┌─ THE DATA
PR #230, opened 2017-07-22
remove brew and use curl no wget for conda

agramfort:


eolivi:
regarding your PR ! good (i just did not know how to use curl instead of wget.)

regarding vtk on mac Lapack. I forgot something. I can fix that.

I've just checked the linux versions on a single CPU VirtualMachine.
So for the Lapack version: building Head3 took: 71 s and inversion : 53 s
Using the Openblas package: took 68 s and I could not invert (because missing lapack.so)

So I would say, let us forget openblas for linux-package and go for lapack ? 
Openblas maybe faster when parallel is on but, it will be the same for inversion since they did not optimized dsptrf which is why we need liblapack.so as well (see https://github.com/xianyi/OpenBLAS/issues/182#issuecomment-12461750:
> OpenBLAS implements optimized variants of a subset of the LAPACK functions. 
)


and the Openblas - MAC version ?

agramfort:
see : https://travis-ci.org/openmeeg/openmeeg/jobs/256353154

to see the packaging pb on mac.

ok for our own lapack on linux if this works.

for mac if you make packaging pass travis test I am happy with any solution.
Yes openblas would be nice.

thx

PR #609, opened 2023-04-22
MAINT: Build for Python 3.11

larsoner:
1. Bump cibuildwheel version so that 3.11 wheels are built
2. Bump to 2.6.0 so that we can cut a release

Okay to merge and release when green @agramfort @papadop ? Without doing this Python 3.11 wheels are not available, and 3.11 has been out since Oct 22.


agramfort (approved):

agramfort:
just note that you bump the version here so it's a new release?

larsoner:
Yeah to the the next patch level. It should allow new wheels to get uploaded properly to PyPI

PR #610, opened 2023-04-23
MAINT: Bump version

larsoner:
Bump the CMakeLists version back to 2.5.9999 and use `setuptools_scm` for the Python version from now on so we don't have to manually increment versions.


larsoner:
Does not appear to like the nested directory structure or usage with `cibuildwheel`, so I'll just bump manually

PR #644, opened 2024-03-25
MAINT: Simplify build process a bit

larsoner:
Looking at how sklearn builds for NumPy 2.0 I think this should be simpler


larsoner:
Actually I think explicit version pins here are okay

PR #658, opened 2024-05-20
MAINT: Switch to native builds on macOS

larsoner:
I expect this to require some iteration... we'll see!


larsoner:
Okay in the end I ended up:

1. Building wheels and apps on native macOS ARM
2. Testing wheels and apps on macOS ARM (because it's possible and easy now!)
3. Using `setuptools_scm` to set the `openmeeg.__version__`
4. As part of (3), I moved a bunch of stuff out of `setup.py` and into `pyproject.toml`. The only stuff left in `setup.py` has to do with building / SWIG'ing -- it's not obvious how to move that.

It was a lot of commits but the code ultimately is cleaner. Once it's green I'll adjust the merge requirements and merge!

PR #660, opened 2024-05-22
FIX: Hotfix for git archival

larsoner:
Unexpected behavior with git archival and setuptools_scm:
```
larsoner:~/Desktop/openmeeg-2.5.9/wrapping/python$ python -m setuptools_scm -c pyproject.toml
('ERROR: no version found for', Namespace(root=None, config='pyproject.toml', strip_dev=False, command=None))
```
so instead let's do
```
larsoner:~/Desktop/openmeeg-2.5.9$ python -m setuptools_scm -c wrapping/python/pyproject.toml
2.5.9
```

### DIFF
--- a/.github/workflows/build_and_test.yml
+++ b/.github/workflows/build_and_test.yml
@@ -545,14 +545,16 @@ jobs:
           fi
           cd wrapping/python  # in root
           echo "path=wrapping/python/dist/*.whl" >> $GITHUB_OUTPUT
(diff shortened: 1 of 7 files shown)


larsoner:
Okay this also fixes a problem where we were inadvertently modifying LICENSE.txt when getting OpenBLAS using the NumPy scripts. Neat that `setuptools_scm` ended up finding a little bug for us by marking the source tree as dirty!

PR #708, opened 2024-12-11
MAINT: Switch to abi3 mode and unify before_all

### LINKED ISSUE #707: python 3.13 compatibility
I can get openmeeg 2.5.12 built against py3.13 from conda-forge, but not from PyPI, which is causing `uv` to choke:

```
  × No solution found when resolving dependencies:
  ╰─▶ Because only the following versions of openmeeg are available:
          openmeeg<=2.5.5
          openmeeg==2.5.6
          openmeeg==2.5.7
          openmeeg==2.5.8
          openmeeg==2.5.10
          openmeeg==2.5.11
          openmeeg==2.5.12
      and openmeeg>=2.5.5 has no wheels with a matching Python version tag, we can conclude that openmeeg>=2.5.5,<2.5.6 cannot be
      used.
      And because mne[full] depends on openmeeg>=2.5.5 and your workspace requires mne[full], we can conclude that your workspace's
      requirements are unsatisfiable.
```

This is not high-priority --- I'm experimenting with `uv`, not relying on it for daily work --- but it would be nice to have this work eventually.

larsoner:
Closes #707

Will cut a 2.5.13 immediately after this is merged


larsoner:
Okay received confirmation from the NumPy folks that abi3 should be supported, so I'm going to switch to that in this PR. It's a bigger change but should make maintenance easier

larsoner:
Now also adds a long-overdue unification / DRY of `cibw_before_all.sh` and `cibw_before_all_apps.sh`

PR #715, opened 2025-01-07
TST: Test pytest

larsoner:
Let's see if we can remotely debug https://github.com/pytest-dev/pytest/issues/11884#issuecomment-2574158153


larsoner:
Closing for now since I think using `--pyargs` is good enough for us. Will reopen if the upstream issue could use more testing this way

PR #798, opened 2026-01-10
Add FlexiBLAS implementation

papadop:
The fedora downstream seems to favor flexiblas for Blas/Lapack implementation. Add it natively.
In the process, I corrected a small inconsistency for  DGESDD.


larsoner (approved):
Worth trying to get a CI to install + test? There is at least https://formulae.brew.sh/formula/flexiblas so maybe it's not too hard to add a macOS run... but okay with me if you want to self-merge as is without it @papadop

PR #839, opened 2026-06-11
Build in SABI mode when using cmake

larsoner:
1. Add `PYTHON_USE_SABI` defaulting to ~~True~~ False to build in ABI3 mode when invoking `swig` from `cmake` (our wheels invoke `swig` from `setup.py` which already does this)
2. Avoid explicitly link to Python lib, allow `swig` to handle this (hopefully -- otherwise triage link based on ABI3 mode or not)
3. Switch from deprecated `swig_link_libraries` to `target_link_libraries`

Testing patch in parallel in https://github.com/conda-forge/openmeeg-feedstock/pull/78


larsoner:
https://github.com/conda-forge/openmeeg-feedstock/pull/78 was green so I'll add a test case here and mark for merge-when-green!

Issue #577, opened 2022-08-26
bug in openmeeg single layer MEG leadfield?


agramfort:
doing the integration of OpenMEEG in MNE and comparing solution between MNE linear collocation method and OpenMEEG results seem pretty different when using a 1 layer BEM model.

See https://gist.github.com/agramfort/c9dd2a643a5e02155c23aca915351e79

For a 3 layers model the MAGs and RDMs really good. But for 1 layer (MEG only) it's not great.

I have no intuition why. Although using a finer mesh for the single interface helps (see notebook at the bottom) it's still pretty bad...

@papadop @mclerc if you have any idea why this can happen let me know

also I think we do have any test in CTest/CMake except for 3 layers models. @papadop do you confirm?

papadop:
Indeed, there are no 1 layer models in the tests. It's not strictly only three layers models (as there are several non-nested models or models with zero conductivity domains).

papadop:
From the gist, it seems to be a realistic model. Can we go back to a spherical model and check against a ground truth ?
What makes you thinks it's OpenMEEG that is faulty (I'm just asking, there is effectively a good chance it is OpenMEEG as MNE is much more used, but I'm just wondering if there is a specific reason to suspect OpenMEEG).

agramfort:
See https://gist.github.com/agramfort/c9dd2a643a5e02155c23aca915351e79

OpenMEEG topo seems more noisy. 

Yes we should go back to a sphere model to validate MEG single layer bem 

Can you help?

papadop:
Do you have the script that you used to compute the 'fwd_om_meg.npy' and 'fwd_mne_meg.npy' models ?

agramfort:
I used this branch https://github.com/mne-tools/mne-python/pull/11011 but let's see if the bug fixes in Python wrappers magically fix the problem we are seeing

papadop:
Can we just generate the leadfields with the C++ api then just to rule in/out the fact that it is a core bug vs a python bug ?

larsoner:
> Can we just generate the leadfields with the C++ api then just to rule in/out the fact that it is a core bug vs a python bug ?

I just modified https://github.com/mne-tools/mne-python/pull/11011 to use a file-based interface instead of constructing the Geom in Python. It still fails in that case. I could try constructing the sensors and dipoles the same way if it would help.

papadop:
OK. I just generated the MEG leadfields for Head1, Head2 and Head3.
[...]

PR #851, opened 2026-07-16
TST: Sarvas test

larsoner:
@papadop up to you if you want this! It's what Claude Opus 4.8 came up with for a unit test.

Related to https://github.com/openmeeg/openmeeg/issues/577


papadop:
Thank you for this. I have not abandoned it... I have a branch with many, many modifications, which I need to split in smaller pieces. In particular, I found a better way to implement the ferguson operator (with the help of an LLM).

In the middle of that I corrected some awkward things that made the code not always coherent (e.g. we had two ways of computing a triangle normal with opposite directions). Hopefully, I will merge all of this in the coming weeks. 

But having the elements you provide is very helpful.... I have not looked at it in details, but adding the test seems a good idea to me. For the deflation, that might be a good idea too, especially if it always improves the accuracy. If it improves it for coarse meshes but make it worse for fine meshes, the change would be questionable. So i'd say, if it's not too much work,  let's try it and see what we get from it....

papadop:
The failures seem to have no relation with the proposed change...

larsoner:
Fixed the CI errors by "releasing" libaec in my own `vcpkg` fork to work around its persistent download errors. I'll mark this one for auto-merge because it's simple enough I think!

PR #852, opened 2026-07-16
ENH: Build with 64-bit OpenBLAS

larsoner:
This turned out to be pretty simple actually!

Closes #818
└─
BRIEF:
Your response should contain each line of the listing in which the word "still" occurs.

SOLUTION TO THIS TASK:
I have no intuition why. Although using a finer mesh for the single interface helps (see notebook at the bottom) it's still pretty bad...
I just modified https://github.com/mne-tools/mne-python/pull/11011 to use a file-based interface instead of constructing the Geom in Python. It still fails in that case. I could try constructing the sensors and dipoles the same way if it would help.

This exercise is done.